Why Care about Appositives?
As a native English speaker, you’ll naturally be good at producing restrictive appositives (i.e., ones essential to the meaning), but non-restrictive ones (i.e., ones that just add extra information) are likely to come less naturally to you because it’s a more purposeful act to include them. If that is true for you, it’s something worth conquering because appositives are useful for providing engaging detail mid-sentence in a way that doesn’t destroy your sentence structure, and they can be useful for emphasis.
Here are two reasons to care about appositives:
1. Appositives are an efficient way to include information.
One great thing about an appositive is that it can be used to squeeze interesting information or details into your sentence without compromising the sentence structure.
- Thomas Edison, the man who invented the incandescent light bulb, the motion picture camera, and the phonograph, was a businessman who has been described as America’s greatest inventor.
- Prince William, son of Princess Diana and second in the line of succession to the British throne, wed Catherine Middleton on April 29th, 2011.
- Drew Barrymore, the granddaughter of legendary actor John Barrymore, co-founded her production company, Flower Films, In 1995.
If you were to do away with all the italicized text (i.e., the appositives) from the above examples, the sentences would still make sense.
2. They can be a way of showing emphasis.
An appositive can be utilized to create emphasis.
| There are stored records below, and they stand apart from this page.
PR #986, opened 2022-10-03
Adding an example to "primitive workloads that rely on the orchestrator"

paolomainardi:
I am not sure to have understood it, so I am going to propose this change to validate it.

Signed-off-by: Paolo Mainardi <paolo.mainardi@sparkfabrik.com>


PushkarJ:
@paolomainardi container runtimes like containerd, cri-o are good examples. Specifically in case of kubernetes, kubelet API is also a valid example here.

anvega (approved):

PR #990, opened 2022-10-18
Adding Intel Alder Lake BIOS leak

Caze121:
New compromise regarding source code leak


lumjjb (approved):
LGTM! Missing DCO, should be good otherwise!

PR #1007, opened 2022-11-14
[[Compromises]] Trusting Trust

zerb4t:


lumjjb:
Probably should add the compromise type as [Dev tooling](https://github.com/cncf/tag-security/blob/main/supply-chain-security/compromises/compromise-definitions.md#dev-tooling). In addition, can you put the links in the references as well. Thanks!

szh (approved):
This is great! I love how this is from before most of us were born 😆

mnm678 (approved):

PR #1010, opened 2022-11-25
[compromises] npm API timing attack

zerb4t:


lumjjb:
It seems like this is more a weakness than a comrpomise. would like to hear others’ thoughts on this as well. @mlieberman85 @mnm678

mnm678:
> It seems like this is more a weakness than a comrpomise. would like to hear others’ thoughts on this as well. @mlieberman85 @mnm678

I think the loss of privacy of package names could be a compromise, though not a high impact one on its own. Knowledge of these package names could be used for a further attack like dependency confusion.

szh:
Agreed. I'd vote to close

PR #1036, opened 2023-02-15
Replace "artefact" with "artifact" in documents & small linting fixes

Vombato:
# Description

Reading the documents I've seen many times referencing "artifact" as "artefact", knowing that both versions of the word are correct in common English, I think standardizing the word in all the project would be beneficial, also given the fact that in many external references is mostly used the "artifact" version.
That being said, I think that this will clear some confusion for non-native English speakers approaching these subjects for the first time.

## Type of change

- [x] Replaced all references of "artefact" with "artifact"
- [x] Fixed some markdown linting of bullet lists and paragraphs (also cleared some trailing spaces)

# Checklist:
- [x] My code follows the style guidelines of this project

Thanks,
Luca Bandini


Vombato:
> See relevant Slack thread: https://cloud-native.slack.com/archives/CDJ7MLT8S/p1666724370786239

Sorry I missed that, I've just joined that channel.
It still sounds a bit odd to me to use the project lead’s regionality and therefore "artefact", when all external references use another term.
If that's the final decision then I apologize 🙌🏻

szh:
Personally I also think it makes sense to standardize on one spelling. Maybe one of the tech leads can chime in on this.

mlieberman85:
I wonder if some of this can be resolved through internationalization (i18n). I think it's probably fine to have working documents use spelling based on those leading/contributing the bulk, but it is causing confusion on the finished rendered documents. Given that these spellings can easily be switched with locale changes in things like Google docs it might just be worthwhile to render the pdfs in both US and UK English?

anvega:
We won't be making changes to the existing markdown but instead opt for regenerating pdf assets in both US and UK English. Tracked by https://github.com/cncf/tag-security/issues/1052

Issue #994, opened 2022-10-25
Auto Request Review Action is failing


PushkarJ:
Unrelated to changes in the PR, but looks like auto-request-review job fails in this PR: https://github.com/cncf/tag-security/pull/993 

Best guess for the reason is that we missed adding @lirantal in this file as a person in "triage" or "read" role: https://github.com/cncf/tag-security/blob/main/.github/settings.yml

If we add them as a collaborator, this should most likely be fixed. More info on other available permissions:

Available permissions:

> From least access to most access, the roles for an organization repository are:
> 
> Read: Recommended for non-code contributors who want to view or discuss your project
> Triage: Recommended for contributors who need to proactively manage issues and pull requests without write access
> Write: Recommended for contributors who actively push to your project
> Maintain: Recommended for project managers who need to manage the repository without access to sensitive or destructive actions
> Admin: Recommended for people who need full access to the project, including sensitive and destructive actions like managing security or deleting a repository

Ref: https://docs.github.com/en/organizations/managing-user-access-to-your-organizations-repositories/repository-roles-for-an-organization#repository-roles-for-organizations

szh:
Also appears to be affecting #1020

PushkarJ:
@mnm678 can you help approve this fix: https://github.com/cncf/tag-security/pull/1021 ?

PR #1053, opened 2023-04-04
Fix typo NP --> npm

joshuagl:


szh (approved):
LGTM, nice catch

mnm678:
Thanks for the pr! The failing check is unrelated and tracked in #994

PR #2, opened 2016-09-06
ELPP-1344

jamiehollern:
@nlisgo

### DIFF
--- a/features/bootstrap/FeatureContext.php
+++ b/features/bootstrap/FeatureContext.php
@@ -1,0 +1,76 @@
+<?php
+
+use Behat\Behat\Context\SnippetAcceptingContext;
+use Behat\Gherkin\Node\PyStringNode;
+use Behat\Gherkin\Node\TableNode;
+use Drupal\DrupalExtension\Context\RawDrupalContext;
+
+/**
+ * Defines application features from the specific context.
+ */
+class FeatureContext extends RawDrupalContext implements SnippetAcceptingContext {
+
+  protected $client;
+
+  protected $verb;
+
+  protected $endpoint;
+
+  protected $headers = [];
+
+  protected $request;
+
+  protected $response;
+
+  /**
+   * Constructor.
+   */
+  public function __construct() {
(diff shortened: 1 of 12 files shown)


features/bootstrap/FeatureContext.php
```diff
@@ -0,0 +1,76 @@
...
+  protected $response;
+
+  /**
+   * Constructor.
+   */
+  public function __construct() {
+    $this->client = new \GuzzleHttp\Client(['base_uri' => 'http://127.0.0.1:8080/']);
+  }
+
+  /**
```
giorgiosironi: as discussed yesterday, these steps should be ported to plain PHPUnit (but it's still a good idea to separate them from the test classes to make the code reusable)

src/modules/jcms_rest/tests/src/SubjectsRestResourceTest.php
```diff
@@ -0,0 +1,291 @@
...
+  protected $entityTypeManager;
+
+  public function setUp() {
+    //$this->term = m::mock('Drupal\taxonomy\Entity\Term');
+    // Set the container.
+    $container = new ContainerBuilder();
+    // Entity field query.
+    $this->queryFactory = m::mock('Drupal\Core\Entity\Query\QueryFactory');
+    // Returned query (normally mock Drupal\Core\Entity\Query\Sql\Query but this
+    // causes the test to error).
```
giorgiosironi: I guess this is the "lots of mocking" you were referring to. It seems it is isolating the resource class code from the database.
My evaluation also is that this kind of test provides a low value/cost ratio, consider also that many of the mocked method calls could change without the behavior actually being incorrect (e.g. using similar method find() instead of a get(), as a result of refactoring).
So my suggestion is to take a look at the duplicated code between resources, extract that into classes (someone said composition over inheritance yesterday?) and unit test those; resource code, which to me is similar to controllers in MVC frameworks, can probably be best tested at the API level.

nlisgo:
@giorgiosironi we are going to address this feedback as part of a new piece of work. This work meets the requirements set in ELPP-1344 and the commit history will be useful for when we reintroduce behat at a later stage.

PR #3, opened 2016-09-15
ELPP-1344

jamiehollern:
@nlisgo

### DIFF
--- a/composer.json
+++ b/composer.json
@@ -54,7 +54,10 @@
     "mockery/mockery": "~0.9",
     "satooshi/php-coveralls": "^1.0",
     "phpunit/phpcov": "2.*",
-    "bossa/phpspec2-expect": "~1.0"
+    "bossa/phpspec2-expect": "~1.0",
+    "puli/cli": "^1.0",
+    "elife/api": "dev-master",
+    "elife/api-validator": "dev-master"
   },
   "minimum-stability": "beta",
   "prefer-stable": true,
--- a/src/modules/jcms_rest/src/EventSubscriber/ExceptionElifeJsonSubscriber.php
+++ b/src/modules/jcms_rest/src/EventSubscriber/ExceptionElifeJsonSubscriber.php
@@ -1,0 +1,19 @@
+<?php
+
+namespace Drupal\jcms_rest\EventSubscriber;
+
+use Drupal\Core\EventSubscriber\ExceptionJsonSubscriber;
+
+/**
+ * Handle eLife JSON exceptions the same as JSON exceptions.
+ */
+class ExceptionElifeJsonSubscriber extends ExceptionJsonSubscriber {
+
+  /**
+   * {@inheritdoc}
+   */
+  protected function getHandledFormats() {
+    return ['elife_json'];
+  }
+
+}
--- a/src/modules/jcms_rest/tests/src/EndpointValidatorTest.php
+++ b/src/modules/jcms_rest/tests/src/EndpointValidatorTest.php
@@ -1,0 +1,66 @@
+<?php
+namespace Drupal\Tests\jcms_rest\Unit;
+
+use Drupal\Tests\UnitTestCase;
+use GuzzleHttp\Client;
+use GuzzleHttp\Psr7\Request;
+use eLife\ApiValidator\MessageValidator\JsonMessageValidator;
+use eLife\ApiValidator\SchemaFinder\PuliSchemaFinder;
+use Webmozart\Json\JsonDecoder;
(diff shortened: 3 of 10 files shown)


src/modules/jcms_rest/tests/src/EndpointValidatorTest.php
```diff
@@ -0,0 +1,66 @@
...
+    // "Puli\GeneratedPuliFactory" is not found by the autoloader. In this case,
+    // we load it in manually.
+    $this->projectRoot = realpath(__DIR__ . '/../../../../..');
+    if (!class_exists('Puli\GeneratedPuliFactory')) {
+      if (file_exists($this->projectRoot . '/.puli/GeneratedPuliFactory.php')) {
+        require_once($this->projectRoot . '/.puli/GeneratedPuliFactory.php');
+      }
+    }
+    $this->client = new Client([
+      'base_uri' => 'http://127.0.0.1:8080/',
```
giorgiosironi: if this is making real HTTP requests, it will be on port 80 or 443 (for https) in testing environments

src/modules/jcms_rest/tests/src/EndpointValidatorTest.php
```diff
@@ -0,0 +1,66 @@
...
+  /**
+   * @test
+   * @expectedException \eLife\ApiValidator\Exception\SchemaNotFound
+   */
+  public function testSubjectsEndpoint() {
+    $this->markTestIncomplete(
+      'This test has not been implemented yet.'
+    );
+    $request = new Request('GET', '/subjects', [
+      'Content-Type' => 'application/vnd.elife.annual-report-list+json;version=1',
```
giorgiosironi: I'm not sure what the api-raml says, but GET requests should have no `Content-Type` header as they have no body like POST ones. The response, however, should have this precise `Content-Type` header.

src/modules/jcms_rest/src/EventSubscriber/ExceptionElifeJsonSubscriber.php
```diff
@@ -0,0 +1,19 @@
+<?php
+
+namespace Drupal\jcms_rest\EventSubscriber;
+
+use Drupal\Core\EventSubscriber\ExceptionJsonSubscriber;
+
+/**
+ * Handle eLife JSON exceptions the same as JSON exceptions.
+ */
+class ExceptionElifeJsonSubscriber extends ExceptionJsonSubscriber {
```
giorgiosironi: what does this class do? If there is an exception in the resource class, where can I see it? (in the response or in some log)

composer.json
```diff
@@ -54,7 +54,10 @@
...
     "satooshi/php-coveralls": "^1.0",
     "phpunit/phpcov": "2.*",
-    "bossa/phpspec2-expect": "~1.0"
+    "bossa/phpspec2-expect": "~1.0",
+    "puli/cli": "^1.0",
+    "elife/api": "dev-master",
+    "elife/api-validator": "dev-master"
   },
   "minimum-stability": "beta",
   "prefer-stable": true,
```
giorgiosironi: originally @nlisgo decided not to commit `composer.lock` due to some issues with the build process where some steps would not be executed when using just `composer install` with a known `composer.lock`. Are these reasons still present?

src/modules/jcms_rest/tests/src/EndpointValidatorTest.php
jamiehollern: This was simply because in the Travis build Nathan was already spinning up a Drupal instance on this port, so I just used that. In terms of ports, the RAML schema fails against HTTP anyway so this will need updated.

src/modules/jcms_rest/tests/src/EndpointValidatorTest.php
jamiehollern: No worries, will update.

src/modules/jcms_rest/src/EventSubscriber/ExceptionElifeJsonSubscriber.php
jamiehollern: This basically tells Drupal that if there's an exception when using the custom JSON format then handle it in the same way as the normal JSON exceptions are handled. As for the second part of the question, I'm unsure. They'd be reflected in the response via a response code but I'll need to look further into this.

jamiehollern:
Based on discussion with @nlisgo I'm closing this and will open a new one later.

composer.json
nlisgo: @jamiehollern we should commit the composer.lock as well.

PR #4, opened 2016-09-19
ELPP-1344

jamiehollern:
@nlisgo

### DIFF
--- a/.gitignore
+++ b/.gitignore
@@ -6,3 +6,4 @@ scripts/legacy_cms.sql.gz
 scripts/legacy_cms_files/
 vendor/
 web/
+build
--- a/.coveralls.yml
+++ b/.coveralls.yml
@@ -1,0 +1,3 @@
+coverage_clover: build/logs/clover.xml
+json_path: build/logs/coveralls-upload.json
+service_name: travis-ci
--- a/.travis.yml
+++ b/.travis.yml
@@ -1,6 +1,5 @@
 language: php
 php:
-  - 5.6
   - 7.0
 
 sudo: false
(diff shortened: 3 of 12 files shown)


src/modules/jcms_rest/src/JcmsRestServiceProvider.php
```diff
@@ -0,0 +1,22 @@
...
+ * Adds application/vnd.elife.annual-report-list+json as a known format.
+ */
+class JcmsRestServiceProvider implements ServiceModifierInterface {
+
+  /**
+   * {@inheritdoc}
+   */
+  public function alter(ContainerBuilder $container) {
+    if ($container->has('http_middleware.negotiation') && is_a($container->getDefinition('http_middleware.negotiation')->getClass(), '\Drupal\Core\StackMiddleware\NegotiationMiddleware', TRUE)) {
+      $container->getDefinition('http_middleware.negotiation')->addMethodCall('registerFormat', ['jcms_json', ['application/vnd.elife.annual-report-list+json']]);
```
giorgiosironi: there is also a `;version=1` suffix in the `Accept` header, which is sent by journal, so that it's actually `application/vnd.elife.annual-report-list+json;version=1`. However, this class seems to be not particularly tied to any of the APIs, while this header changes depending on which API is being called.

jamiehollern: The content type is indeed `application/vnd.elife.annual-report-list+json` and anything after that is a parameter. That means we can accept various different versions and aren't tied to a single one.

.gitignore
```diff
@@ -1,6 +1,7 @@
 .DS_Store
 .idea/
 .vagrant/
+.puli
```
nlisgo: `.puli/`

PR #7, opened 2016-10-04
ELPP-897 Endpoint can be validated by the RAML schema.

jamiehollern:
@nlisgo @giorgiosironi @thewilkybarkid


.travis.yml
```diff
@@ -13,6 +13,8 @@ services:
   - mysql
 
 before_install:
+  - curl https://puli.io/installer | php
+#  - mv puli.phar /usr/local/bin/puli
```
nlisgo: Do we need this line anymore?

Jenkinsfile
```diff
@@ -4,13 +4,10 @@ elifePipeline {
...
-    // def testArtifact = "${env.BUILD_TAG}.junit.xml"
-    builderDeployRevision 'journal-cms--ci', commit
-    // only smoke tests will run inside this step:
-    builderProjectTests 'journal-cms--ci', '/srv/journal-cms'
-    // builderTestArtifact testArtifact, 'journal-cms--ci', '/srv/journal-cms/build/phpunit.xml'
-    // elifeVerifyJunitXml testArtifact
+    lock('journal-cms--ci') {
+        builderDeployRevision 'journal-cms--ci', commit
+        builderProjectTests 'journal-cms--ci', '/srv/journal-cms', ['build/phpunit.xml']
+    }
```
nlisgo: Has @giorgiosironi requested these changes?

src/modules/jcms_rest/tests/src/EndpointValidatorTest.php
```diff
@@ -35,30 +37,29 @@ public function setUp() {
         require_once($this->projectRoot . '/.puli/GeneratedPuliFactory.php');
       }
     }
+    // Setup Puli.
+    $this->resourceRepository = (new GeneratedPuliFactory)->createRepository();
+    /*$factoryClass = PULI_FACTORY_CLASS;
+    $this->resourceRepository = (new $factoryClass())->createRepository();*/
```
nlisgo: Why do we still need this code?

.travis.yml
jamiehollern: No, I'll remove it.

src/modules/jcms_rest/tests/src/EndpointValidatorTest.php
jamiehollern: We don't need it at the moment but it was left in so we could use it later if the situation changes as the current implementation is hacky. Would you like it removed?

nlisgo: Just remove it. Would need more information to be valuable.

PR #8, opened 2016-10-06
Apply patch to config_installer to address PHP warning

nlisgo:


giorgiosironi:
For some reason the `composer update` of this seems to trigger this error:
`Fatal error: Uncaught Error: Call to undefined method Puli\ComposerPlugin\PuliPluginImpl::preAutoloadDump() in /srv/journal-cms/vendor/puli/composer-plugin/src/PuliPlugin.php:83`
while the build on `develop` is green. In other projects we use the older `composer1.0` instead of the current Composer, we should probably do the same here, I'll update the formula.

giorgiosironi:
Now that `puli` and `composer1.0` are present, I'm testing this with a deploy from scratch, that triggers `composer update` commands.

giorgiosironi:
Confirmed `composer update` works again, build is green.

PR #9, opened 2016-10-11
ELPP-897 Updated the branch so that an endpoint is validated by the R…

jamiehollern:
…AML schema.

Allow migrate-import of json fixtures by file rather than http (#1)

Preparing PHPUnit tests to run inside Alfred build

Apply patch to config_installer to address PHP warning

ELPP-897 Updates.


giorgiosironi:
This appears to have broken the build (https://ci--alfred.elifesciences.org/job/test-journal-cms/48/console). In fact, the PR said `1 of 2 checks passed` as the one on Alfred did not (https://ci--alfred.elifesciences.org/job/pull-requests-projects/job/journal-cms/job/PR-9/2/console)

giorgiosironi:
Investigating on the reason, the tests seem to contact localhost on port `8080`, but in all the EC2 infrastructure Nginx runs on the standard HTTP port `80`. How do we go about making this uniform across environment or configuring it somewhere?

jamiehollern:
We could change the port on our Travis build environment to 80 but I don't know if that's possible.

giorgiosironi:
You would need to change `sudo: false` to `sudo: true` in order do that, but it's possible.

PR #11, opened 2016-10-13
Refactor dependencies

nlisgo:
This pull request does not address the issue of the tests not being able to be run locally or on Albert (our Jenkins instance).

But some proposals of how to reduce the dependencies on the host machine, the only real dependency within the composer.json needs to be drupal-vm.

### DIFF
--- a/.travis.yml
+++ b/.travis.yml
@@ -1,39 +1,34 @@
 language: php
+
 php:
   - 7.0
 
-sudo: false
-
-env:
-  global:
-    - SIMPLETEST_DB=mysql://root:@localhost/journal_cms
-    - SIMPLETEST_BASE_URL="http://127.0.0.1:8080"
-
-services:
-  - mysql
+mysql:
+  database: journal_cms
+  username: root
+  encoding: utf8
 
 before_install:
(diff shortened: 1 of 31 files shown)


.travis.yml
```diff
@@ -1,39 +1,36 @@
...
   - echo 'sendmail_path = /bin/true' >> ~/.phpenv/versions/$(phpenv version-name)/etc/conf.d/travis.ini
   - composer --verbose self-update
   - composer --version
 
 install:
-  - mysql --execute='CREATE DATABASE journal_cms;'
   # We require coveralls like this as it won't work straight from composer.json.
   - composer require satooshi/php-coveralls
   - composer --verbose install
-  - composer drupal-scaffold
```
jamiehollern: Should this be removed? I wasn't sure if Composer ran the scaffold script if there was a lock file present.

giorgiosironi: Does that mean we could do `composer install` too in https://github.com/elifesciences/journal-cms-formula/blob/master/salt/journal-cms/init.sls#L51 instead of `composer update`?

PR #16, opened 2016-10-17
Amend basic_html configuration and filter content that may contain HTML on migration

nlisgo:
@jamiehollern available for review.


src/modules/jcms_migrate/src/Plugin/migrate/process/JCMSSplitContent.php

When used for this reason, the appositive is often a reiteration of the original noun.
- This tale, this devastating tale, was full of cruel wars and unnecessary deaths
- It is the constant dread of fear, the fear of fear, that molds the face of a courageous man.
Another great way to show emphasis with an appositive is to put it at the conclusion of the sentence after a colon. To do this, you will need to intentionally structure your sentence to set the stage for the appositive (like setting up for a punchline).
- To win the gold you need just one trait: dedication.
(When an appositive is presented in this way, it’s called an emphatic appositive.)
- My favorite public speaker always talks about the entrepreneur’s trilogy: Heartset, Mindset, and skillset.